We we also be runnig the usual classes of stock 18th scale along with mini scale and F1.


----------



## madf1man (Jan 28, 2005)

*Houston racer do well at PN finals.*

*Don't have the details in yet but our HIRCR racers had a good showing at the PN's. A number of TQ's were set and 1st, 2nd and 3rds places taken by our local racers. Details tomorrow!*


----------



## Gary (May 21, 2004)

I know Cristian and Jacob went, who was the 3rd guy?


----------



## madf1man (Jan 28, 2005)

Sean and Tanner


----------



## Gary (May 21, 2004)

madf1man said:


> Sean and Tanner


Most excellent!  I didnt know they were going!

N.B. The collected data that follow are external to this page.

PR #1570, opened 2021-01-22
Unify step one and two of the Group creation wizard

thivi:

### DIFF
--- a/apps/console/src/features/groups/components/wizard/group-basics.tsx
+++ b/apps/console/src/features/groups/components/wizard/group-basics.tsx
@@ -24,6 +24,7 @@ import React, { FunctionComponent, ReactElement, useEffect, useRef, useState } f
 import { useTranslation } from "react-i18next";
 import { useDispatch } from "react-redux";
 import { Grid, GridColumn, GridRow } from "semantic-ui-react";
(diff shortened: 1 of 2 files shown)


apps/console/src/features/groups/components/wizard/group-basics.tsx
```diff
@@ -197,93 +206,108 @@ export const GroupBasics: FunctionComponent<GroupBasicProps> = (props: GroupBasi
...
+                                    }
+                                } }
+                                value={ initialValues && initialValues.basicDetails?.groupName }
+                                loading={ isRegExLoading }
+                            />
+                        </GridColumn>
+                    </GridRow>
+                </Grid>
+            </Forms>
+            <h5>{ t("console:manage.features.roles.addRoleWizard.wizardSteps.2") }</h5>
```
brionmario, line 302: Better to use `Header` from semantic or `Heading` from `@wso2is/react-component` here.

brionmario (approved):

apps/console/src/features/groups/components/wizard/group-basics.tsx
thivi: Fixed by 60c943b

When we will know the results?


----------



## madf1man (Jan 28, 2005)

Here is a report on it http://www.atomicmods.com/custom.aspx?id=100


----------



## Gary (May 21, 2004)

Congrats are definitly in order for Jacob! 

That sucks they had trouble with the core system and couldnt run triple A Mains, maybe next years cup should be at HIRCR?


----------



## madf1man (Jan 28, 2005)

*Big track weekend at HIRCR*

Similar to this with minor tweaks


----------



## madf1man (Jan 28, 2005)

Forgot to mention 15 and 20 minute mains. web site up dated


----------



## Gary (May 21, 2004)

Im up for stock M18!


----------



## Gary (May 21, 2004)

Count me out for the day. I got to meet a guy Im selling a plane to at 9:00, them Im off to the auto parts store to get my old truck up and running so I can sell it, and change the oil on my new truck, Ill be in and out all day.


----------



## madf1man (Jan 28, 2005)

*HIRCR Thanksgiving weekend*

HIRCR will be open Fri from Noon till ?. We will be attempting our biggest layout yet with multiple lay out in one design to suit the smaller and larger scale cars.Track will be set up in the shop with pits in the showroom. If weather is to cold or we get rain we'll be in the showroom but Fri and sat look good so far. Help in setting up what may be the worlds largest track will be needed so come on out if you can. www.hircr.com


----------



## Guffinator (Aug 27, 2005)

How about some information on types and brands of cars? Is Mobility Plus selling kits yet (or plan to? Support your LHS ya know). I'm thinking about getting into it but I can't remember what brands were hot. Christian told me but like most things he says..went in one ear and out the other


----------



## madf1man (Jan 28, 2005)

tictoctictoctictoctictoc, what oh sorry was in a daze. Back to your question, HIRCR as no plans to sell kits at this time. I do sell parts but not on a high level. Just order extra with my orders sometimes. 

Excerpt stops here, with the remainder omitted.